PR #416, opened 2024-11-05
Adding final nc configs for v3.9

jacob-morrison:
Each config contains reasonable SFT settings for 8B and 70B (OLMo(E) coming later), the full data mixer list (commented out), and the final static mix saved on HF.


natolambert (approved):
LGTM. Merging so we can do some updates to paper. Thanks for making duplicates in ai2-adapt-dev.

------------------------------------------------

Directions: In the listing above, find the line containing "Each config contains"; that line and every line after it, through the last, are to be retyped exactly.

Result:
Each config contains reasonable SFT settings for 8B and 70B (OLMo(E) coming later), the full data mixer list (commented out), and the final static mix saved on HF.


natolambert (approved):
LGTM. Merging so we can do some updates to paper. Thanks for making duplicates in ai2-adapt-dev.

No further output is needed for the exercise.